All Adam cared about was his autonomy.
As Adam jerked his wrist in Henry’s grasp – “Stop, you idiot, you’re going to break it!” – and knocked his fist back against Gansey’s teeth – “You’re OK, Adam, we know it’s not you!” – Ronan wrapped his arms around Adam, pinning Adam’s upper arms against him.
He was contained.
“Forsan et haec olim meminisse juvabit,” Ronan said into Adam’s hearing ear, and Adam’s body sagged against Ronan, chest heaving. His hands still jerked and strained to violence. He gasped, “You asshole,” but Ronan could hear how near tears he was.
“Let’s tie his hands while we figure this out,” Blue said. “Could you – oh, you’re so clever, thank you.”
This was because the Orphan Girl had already anticipated how this might end and fetched a long red ribbon of unknown origin. Blue accepted it and then squeezed between Henry and Gansey. “Give me some room – put his wrists together.”
“No, President,” Henry said out of breath, “cross them like this. Haven’t you seen any cop dramas?”
Blue braided Adam’s fingers together, which took some doing as they still had a mind of their own, and then tied his still bucking wrists together. She wrapped the length of them with the ribbon and tied it.
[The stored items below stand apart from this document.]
PR #400, opened 2021-06-21
src: test temp dir helper standardization

lkingland:
Small PR updating the client unit tests to use the same test directory helper as the others.


lance (approved):
Nice refactoring

PR #401, opened 2021-06-21
src: rename bosonFunc fn

lkingland:
When we renamed `faas` to `func`, we lost the ability to simply import the package, as the name now conflicts with the builtin `func`.  The solution at the time was the somewhat verbose, though correct, `bosonFunc`.  At some point, I believe @lance used simply `fn` in a test somewhere.  I much prefer this shorter incarnation, and this PR proposes adopting `fn` as the import name throughout.


matejvasek (approved):

matejvasek:
This is only refactor with no effect on functionality, righ? @lkingland

lance (approved):
Touches a lot of files, but all just name changes. LGTM

lance:
> This is only refactor with no effect on functionality, righ? @lkingland

Yes - we discussed this in the call today. Just renaming.

lkingland:
> This is only refactor with no effect on functionality, righ? @lkingland 

That is correct.

lance:
I was worried this would happen with so many files touched. @lkingland can you resolve the conflicts?

lkingland:
Absolutely, no problem. I expected to take care of the merge once approved.

zroubalik (approved):

PR #402, opened 2021-06-21
chore: bump to buildpacks v0.8.3 for all versions

lance:
This is causing me to rethink using versions in these templates, and our
overall buildpack version/release strategy. But for now, we should land
this before 0.16.0.


go.mod
```diff
@@ -19,6 +19,7 @@ require (
 	github.com/pkg/errors v0.9.1
 	github.com/spf13/cobra v1.1.3
 	gopkg.in/yaml.v2 v2.4.0
+	gotest.tools/gotestsum v1.6.4 // indirect
```
matejvasek, line 22: we probably don't need this

dsimansk: Reruning `go mod tidy` should remove it. It was added through `go get` in Makefile right?

client_int_test.go
```diff
@@ -153,6 +153,8 @@ func TestRemove(t *testing.T) {
 // newClient creates an instance of the func client whose concrete impls
 // match those created by the kn func plugin CLI.
 func newClient(verbose bool) *boson.Client {
+	// TODO: Forcing verbose to false in order to pass integration tests
+	verbose = false
```
lkingland, line 157: This seems like an odd thing to have cause a failure.  Please let's chat after we're over the hump with this release; I'd like to fix the root cause

lkingland (approved):
LGTM!  Glad to see the E2Es are working now too.

client_int_test.go
matejvasek: It's indeed strange. I was able to run the test successfully on my machine with with and without verbose output.

lkingland: I was able to run it successfully only if running the test in isolation.  When in tandem with others: failure.

It looks like it has to do with the pack logger being flaky when passed a stdout-backed logger (such as in verbose mode) @matejvasek

lkingland: Furthermore, when working around that issu, it also appears to be having trouble when using the builtin logger as well.  it errors failing to connect to stderr.  @matejvasek

lkingland: I am not sure if this is a pack logger issue or what (thought it seems so), but it appears we can get around the issue by always using a bytes.Buffer-backed logger, and only printing when in verbose mode (or embedding it in any errors).  Refactoring a bit to clear things out, and submitting an update. @matejvasek

matejvasek: >I was able to run it successfully only if running the test in isolation. When in tandem with others: failure.

I run the failing test in isolation.

PR #405, opened 2021-06-23
Testable Commands

lkingland:
Refactors the create command to be testable, and adds a test which utilizes this structure.

Commands (cobra.Command instances) are created with a reference to a fn.Client creator (factory-ish pattern).  This reference is used in a closure for the RunE delegate.  In this way, the effective instance of fn.Client can be swapped out for testing.

If this looks acceptable to folks, I'll use the pattern to test the remaining CLI-centric features of the Extensible Templates FT.

### DIFF
--- a/cmd/create.go
+++ b/cmd/create.go
@@ -15,26 +15,34 @@ import (
 )
 
 func init() {
-	root.AddCommand(createCmd)
-	createCmd.Flags().BoolP("confirm", "c", false, "Prompt to confirm all configuration options (Env: $FUNC_CONFIRM)")
-	createCmd.Flags().StringP("runtime", "l", fn.DefaultRuntime, "Function runtime language/framework. Available runtimes: "+buildpacks.Runtimes()+" (Env: $FUNC_RUNTIME)")
-	createCmd.Flags().StringP("repositories", "r", filepath.Join(configPath(), "repositories"), "Path to extended template repositories (Env: $FUNC_REPOSITORIES)")
-	createCmd.Flags().StringP("template", "t", fn.DefaultTemplate, "Function template. Available templates: 'http' and 'events' (Env: $FUNC_TEMPLATE)")
-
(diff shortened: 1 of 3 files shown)


cmd/create.go
```diff
@@ -15,26 +15,34 @@ import (
...
+	cmd := &cobra.Command{
+		Use:   "create [PATH]",
+		Short: "Create a function project",
+		Long: `Create a function project
 
 Creates a new function project in PATH, or in the current directory if no PATH is given. 
 The name of the project is determined by the directory name the project is created in.
 `,
-	Example: `
+		Example: `
```
lance, line 45: I wonder if your editor is auto formatting this perhaps?

cmd/create.go
```diff
@@ -46,23 +54,42 @@ kn func create --runtime quarkus myfunc
 
 # Create a function project that uses a CloudEvent based function signature
 kn func create --template events myfunc
-`,
-	SuggestFor: []string{"inti", "new"},
-	PreRunE:    bindEnv("runtime", "template", "repositories", "confirm"),
-	RunE:       runCreate,
-	// TODO: autocomplate or interactive prompt for runtime and template.
+	`,
+		SuggestFor: []string{"inti", "new"},
```
lance, line 58:
```suggestion
		SuggestFor: []string{"vreate", "creaet", "craete", "new"},
```
I think this is leftover from when the command was called `init`. Some better misspelling suggestions.

lance (approved):
lgtm - a couple of small suggestions

cmd/create.go
lkingland: Yes, this is `gofmt` fixing indentation to reflect that the struct is now embedded in a function.  Looks strange because of the string literals above, but it should be correct.

cmd/create.go
lkingland: Good catch @lance , I just glossed right over that.  Definitely a holdover from the switch from init to create

zroubalik (approved):

PR #406, opened 2021-06-23
fix: pack logger failing on verbose

lkingland:
The Pack logger was failing silently when passed a logger whose
output was set to stdout.  This required hard coding verbose to
false.  This works around the issue by always buffering output,
and only writing it to stdout when verbose loggin.


lkingland:
No longer needed

PR #409, opened 2021-06-23
fix: closing stdout

matejvasek:
If you pass `io.WriteCloser` as loggin output for `pack` it will close it, `os.Stdout` does implement `io.WriteCloser` so it ended up closed which is not really good. I added wrapping struct that implements only `io.Writer` to fix the issue.


matejvasek:
Note that this means that in `func v0.16.0` the `--verbose` flag doesn't work correctly.

zroubalik (approved):

lkingland (approved):

matejvasek:
https://github.com/buildpacks/pack/issues/1214

PR #412, opened 2021-06-25
Define handler in terms of CloudEvents rather than http/payload

jcrossley3:
Simplify the handler and its tests by using the latest release of the cloudevents-sdk, since they can be written in terms of Events rather than all the HTTP plumbing abstractions.


lance (approved):
As a Rust naif, I'll have to trust that this is correct and idiomatic - as I'm sure it is. This _looks_ much nicer anyway.

```rs
pub async fn handle(event: Event) -> Result<Event, actix_web::Error> {
```

zroubalik (approved):

PR #416, opened 2021-07-03
ci: merge local and CI integration scripts

lkingland:
CI is failing.  Nothing in our code changed.  It must be a change in the environment.

Going to hopefully take the opportunity to dogfood the localhost cluster setup and configuration scripts in CI.


lkingland:
finally!

lkingland:
This PR includes a move to using the same scripts in CI that are used to locally test.

Prior, we were doing _conceptually_ the same thing, but with two essentially competing implementations.

This allows us to have one implementation to test (good thing too, as the combination of GitHub Actions runners + Knative is apparently more brittle than I had hoped).  It also lays the groundwork for pulling these features out into a library/tool which we can use for CI/CD tooling in Function project repositories.

Note:  we'll definitely want to "squash and merge" this one, as it took quite a few debugging commits to get pounded into shape!

lkingland:
My best guess as to the root cause of the original failure was the startup of the "webhook" service too early in the process.   I also believe the system in general is too dependent on arbitrary wait times, and is generally brittle.   I hope that we can upgrade to using the knative/kubernetes client library to actually sample the active state of various services, rather than relying on these essentially arbitrary wait times.

lkingland:
Flaky brittle and a bit janky IMHO.  We need to replace these scripts with something more robust.  Such as a proper binary which loads the Knative/Kubernetes API to perform these operations.  I am open to suggestions.  But for now it is working again.

lance:
@lkingland I landed https://github.com/boson-project/func/pull/415 so this will probably need a rebase

lkingland:
This is superseded by the terse #419

PR #419, opened 2021-07-12
ci: move to inbuilt provider scripts for local and ci clusters

lkingland:
Fixes CI failures resulting from an unknown change in (presumably) the GitHub Actions operating environment (best guess: resource constriction).

As a byproduct of the fix, the cluster setup and configuration scripts have been restructured to be usable both for local testing as well as in CI.**  A few additional updates include:

-  Upgrades to Knative v0.23.0
-  Upgrades Eventing from v1beta1 API to v1
-  Adds binary installation script (linux) binaries.sh
-  Serializes Build, Int Test, e2e test steps to conserve resources and improve stability
-  Installs Broker and Channel to support, for example, Knative Quickstart tutorial
-  Runs a test echo server during installation to verify installation
-  Adds event-based waits in place of most blind time-based waits
-  Adds explicit Kubernetes version for underlying Kind cluster
-  Replaces a NodePort patched Kourier with an explicit ingress
-  Adds retries to particularly brittle areas such as activator webhook initial availability and echo service creation
-  Combines configure.sh into allocate.sh

Note that the underlying cluster allocated is showing signs of fragility and resource exhaustion.  It is my assumption that the GitHub Actions environment has _barely_ the resources necessary to achieve Knative Serving+Eventing operability.  I would prefer that we update these minimal scripts to a more robust Go-based solution, with retries and verification throughout, prior to offering this functionality in a reusable GitHub Action for Functions developers.

** To try this locally, assuming `kubectl`, `kind` and `yq` are installed already, local cluster setup can be accomplished with `hack/allocate.sh` .  The CI environment also runs `binaries.sh` to install the prerequisites and `ci.sh` to fully automate the process on the expected linux based system, and can be used for further reference.  Once started, `func` will use the local cluster for deployment, along with a locally running container registry.  All resources are released with `hack/delete.sh`.


hack/test.sh
```diff
@@ -0,0 +1,52 @@
...
+  apiVersion: serving.knative.dev/v1
+  kind: Service
+  metadata:
+    name: echo
+    namespace: func
+  spec:
+    template:
+      spec:
+        containers:
+          - image: docker.io/jmalloc/echo-server
```
matejvasek, line 32: Not sure if pull limit would be issue here. Maybe it would be better to mirror this in our quay? @jrangelramos knows more about the limitations of docker.io

hack/allocate.sh
```diff
@@ -22,33 +22,35 @@ set -o pipefail
...
 main() {
 
-  local serving_version=v0.22.0
-  local eventing_version=v0.22.0
-  local kourier_version=v0.22.0
+  local kubernetes_version=v1.21.1
+  local knative_version=v0.23.0
+  local kourier_version=v0.23.0
 
   local em=$(tput bold)$(tput setaf 2)
```
matejvasek, line 29: this doesn't seem to work in CI runner:
`tput: No value for $TERM and no -T specified`

hack/allocate.sh
```diff
@@ -61,41 +65,117 @@ containerdConfigPatches:
...
-  echo "${em}③ Knative Eventing${me}"
-  kubectl apply --filename https://github.com/knative/eventing/releases/download/$eventing_version/eventing-crds.yaml
-  sleep 2
-  curl -L -s https://github.com/knative/eventing/releases/download/$eventing_version/eventing-core.yaml | yq 'del(.spec.template.spec.containers[]?.resources)' -y | yq 'del(.metadata.annotations."knative.dev/example-checksum")' -y | kubectl apply -f -
-  curl -L -s https://github.com/knative/eventing/releases/download/$eventing_version/in-memory-channel.yaml | yq 'del(.spec.template.spec.containers[]?.resources)' -y | yq 'del(.metadata.annotations."knative.dev/example-checksum")' -y | kubectl apply -f -
-  curl -L -s https://github.com/knative/eventing/releases/download/$eventing_version/mt-channel-broker.yaml | yq 'del(.spec.template.spec.containers[]?.resources)' -y | yq 'del(.metadata.annotations."knative.dev/example-checksum")' -y | kubectl apply -f -
+dns() {
+  echo "${em}③ DNS${me}"
+  n=0
+  until [ $n -ge 10 ]; do
```
lance, line 93: Why are you looping here instead of looking for some kind of ready state? What happens when you try 10 times and they all fail. It doesn't seem like there is an explicit failure mode here.

hack/test.sh
```diff
@@ -0,0 +1,54 @@
...
+EOF
+    echo "Retrying..."
+    sleep 5
+  done
```
lance, line 38: As with the loop above, there is no error condition expressed if the loop executes 10 times unsuccessfully. I imagine the `kubectl wait...` below will ultimately time out, but perhaps we can fail fast here?

hack/allocate.sh
lkingland: Thanks, defaulted TERM to 'dumb' for CI which has none set.

hack/allocate.sh
lkingland: Thanks @lance and I share your general unease.  This is precisely what I was referring to in our call when I mentioned general flakiness.  This is one of the commands which I struggled with because it appears to have no condition upon which can be waited. The webhook process, which is supposedly ready (see wait from earlier step) fails with an IO timeout in low resource scenarios, but is considered ready.  Therefore, it seems there is simply a racing condition here and I have no choice but to simply try a few times and, as you say, let it fall through to failing on a later step if unavailable.

I agree this is ugly when compared with an explicit condition wait, and I am open to suggestions on how to improve it.  However, as you mention, if it fails 10 times (I never saw it go beyond 4), it will fail on the next kubectl call immediately.

hack/test.sh
lkingland: @lance You are correct that a fall-through will yield an error on the next call.

However, I agree that an explicit error when exceeding the loop retries is correct, for both loop situations, and I will add that.

An oversight I would not have made if not in bash! :)

hack/allocate.sh
matejvasek: Wouldn't `ansi` work too? github action do support ansi escape codes.

hack/test.sh
lkingland: This has been fixed.  Thanks @lance

hack/allocate.sh
lkingland: The two retry loops now fail-fast if `n` is reached.  Thanks @lance

zroubalik (approved):

hack/test.sh
lkingland: Good point.  I will keep an eye on this as a potential failure mode, and fork if/ when we hit that limit, or better yet replace this test entirely with a Function which does the same thing.

lkingland:
> New changes are detected. LGTM label has been removed.

Pushed to force re-run of checks as slash-command automation is not yet enabled.

lkingland:
The `cla/google` bot is now recognizing the repo (and that CLAs have been signed).  However the `tide` Prow bot is still pending setup.  I _presume_ we could merge but I refrain lest I be too.... presumptuous.

PR #420, opened 2021-07-13
fix: do not trust builder when using podman

matejvasek:


matejvasek:
@jrangelramos this also should fix the issues with podman but in a different way than https://github.com/containers/podman/pull/10905, this should disable trust to builder, just until fix is in official podman release.

lance (approved):

matejvasek:
@lance shall I merge this or wait for CI fix?

lance:
@matejvasek unit tests pass. I think it's okay

PR #425, opened 2021-07-15
Import hack, copy testing scripts from knative/client

evankanderson:
The important requirement is to have a `./test/presubmit-tests.sh` for Prow (see https://github.com/knative/test-infra/pull/2840). I did this by importing the current `knative/client` minimal-ish set of files, which includes `go test` and verifying cross-compilation.

/assign @lance @rhuss
/hold

Happy to re-arrange this some other way; I'd like both lance and roland to review. :grin:


rhuss:
Thanks !

Oops, that's quite a mouthful of a PR (and my browser has a hard time opening the files view :) 

The build script and CI integration are kind of unique how kn is built. It can definitely be reused for other projects and some plugins do. But we don't want to enforce that and as `func` comes already with its own way of building, I think we should integrate the Prow CI hook-scripts into the existing build system.

I'm also not clear whether there should be an interplay with the Github Actions based CI and Prow CI, and whether we should switch one of them or use both. Using the Prow CI has the advantage that it is integrated with the Prow workflow (`/ok-to-test`, `/retest` commands), Github actions have better support from the GitHub UI.

We should decide which road to go, but as mentioned I can't review this PR in a finite amount of time (because of my very sluggish Chrome that can't show 5000+ files in one view)

lkingland:
PR #419 contains a few updates to the existing CI of func, and is awaiting the CLA label but is otherwise ready to merge. It uses GitHub Actions so is a bit more lithe at a total of 450 lines.  Is that func-specific set of scripts usable, or could it be with some modification?

lance:
I don't understand what this PR is meant to do, and at 5000+ files I don't really know how to review it. As I mentioned in https://github.com/knative/test-infra/pull/2840#discussion_r670562725 we have done a lot of work to date to get our CI working, and I am concerned about dropping that simply to satisfy prow/tide. Rather than landing this, I think it would be great if we can identify what the goals are first, and then find a (hopefully less massive) way to achieve them.

evankanderson:
/close

We'll use the existing actions-based tooling for now.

Adam’s shoulders still twitched, but he couldn’t unlink his fingers once they were braided together and tied.
Finally it was quiet.
With a great sigh, she stepped back. Gansey touched her bloody forehead with care and then looked at Henry’s knuckles, which had somehow got abraded in the scuffle.
Adam’s hands had stopped jerking as the demon realized that they were well secured. His head rested miserably on Ronan’s shoulder, everything shaking, standing only because Ronan did not allow him to sink. The fresh horror of it kept rising in him. The permanence of it, the corruption of Adam Parrish, the deadness of Glendower.
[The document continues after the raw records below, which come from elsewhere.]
PR #428, opened 2021-07-20
src: Makefile developer accessibility

lkingland:
# Changes

:broom: Restructures Makefile for better readability.
:gift: Adds `make help` with summary of primary targets
:gift: Lowers initial developer setup  for core development by creating a separate target for running language template unit tests
:wastebasket: removes unused targets

### DIFF
--- a/Makefile
+++ b/Makefile
@@ -1,111 +1,150 @@
-REPO := quay.io/boson/func
-BIN  := func
+# ##
+#
+# Run 'make help' for a summary
+#
+# ##
 
-PKGER?=pkger
+# Binaries
+BIN         := func
+BIN_DARWIN  ?= $(BIN)_darwin_amd64
+BIN_LINUX   ?= $(BIN)_linux_amd64
+BIN_WINDOWS ?= $(BIN)_windows_amd64.exe
 
-DARWIN=$(BIN)_darwin_amd64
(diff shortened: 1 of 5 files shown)


Makefile
```diff
@@ -1,111 +1,150 @@
...
-DATE := $(shell date -u +"%Y%m%dT%H%M%SZ")
-HASH := $(shell git rev-parse --short HEAD 2>/dev/null)
-VTAG := $(shell git tag --points-at HEAD)
-# a VERS environment variable takes precedence over git tags
-# and is necessary with release-please-action which tags asynchronously
-# unless explicitly, synchronously tagging as is done in ci.yaml
-VERS ?= $(shell [ -z $(VTAG) ] && echo 'tip' || echo $(VTAG) )
-
-TEMPLATE_DIRS=$(shell find templates -type d)
-TEMPLATE_FILES=$(shell find templates -type f -name '*')
```
lkingland, line 20: @matejvasek I removed these conditions because the target was always running (I think because we remove caches before each run), and I was getting:
`make: *** No rule to make target `templates/python/http/__pycache__', needed by `pkged.go'.  Stop.git` when running after unit testing of templates was performed.  Please let me know if I am missing something imprtant.

zroubalik (approved):

PR #777, opened 2022-03-04
fix options spec.

timdiggins:
🌈  fix spec/parser/options_spec.rb:119 only (there are other CI failures on some rubies - will do independent PRs for those to fix)


voxik:
I wonder, shouldn't rather be the Thor::Correctable line above dropped instead? But that would probably not be backward compatible with older rspec-mock thinking

This is caused by https://github.com/rspec/rspec-expectations/pull/1339 just for the context.

timdiggins:

PR #778, opened 2022-03-04
try coveralls_reborn to fix ssl errors.

timdiggins:
Note that we could also use the coveralls action as recommended
in https://github.com/tagliala/coveralls-ruby-reborn
but it seems like a github token is needed, which makes
it more complex for contributors

This does mean dropping coveralls for EOLed rubies but
do we really need to post to coveralls on each test run?
Wouldn't one test run be enough?

### DIFF
--- a/Gemfile
+++ b/Gemfile
@@ -9,7 +9,7 @@ end
 
 group :test do
   gem "childlabor"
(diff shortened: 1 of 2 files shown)


timdiggins:

PR #779, opened 2022-03-04
fix specs for ruby 3 treatment of hash arg

timdiggins:
Just fixes ruby 3.0+ failures with specs expecting intracoversion between final hash argument and keyword args.

### DIFF
--- a/lib/thor/line_editor/readline.rb
+++ b/lib/thor/line_editor/readline.rb
@@ -1,12 +1,12 @@
+begin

The Orphan Girl crept in close. She carefully undid the dirty watch on her wrist, and then she fastened it on one of Adam’s, loosely, above where he was tied. Then she kissed his arm.
“Thank you,” he said, dully. Then, to Gansey, in a low voice, “I might as well be the sacrifice. I’m ruined.”
“No,” Blue, Gansey and Ronan said at once.
“Let’s not get carried away just because you just tried to kill someone,” Henry clarified. He sucked on his bloody knuckles.
Adam finally lifted his head. “Then you better cover my eyes.”
Gansey looked puzzled. “What?”
“Because,” Adam said bitterly, “otherwise they’ll betray you.”
 
 
Depending on where you began the story, it was about Seondeok.
She had not meant to be an international art dealer and small-time crime boss. It had begun as a mere desire for something more, and then a slow realization that something more was never going to be reachable on her current path. She was married to a clever man she’d met in Hong Kong, and she had several bright children who mostly took after him except for the one, and she had seen how her life would play out.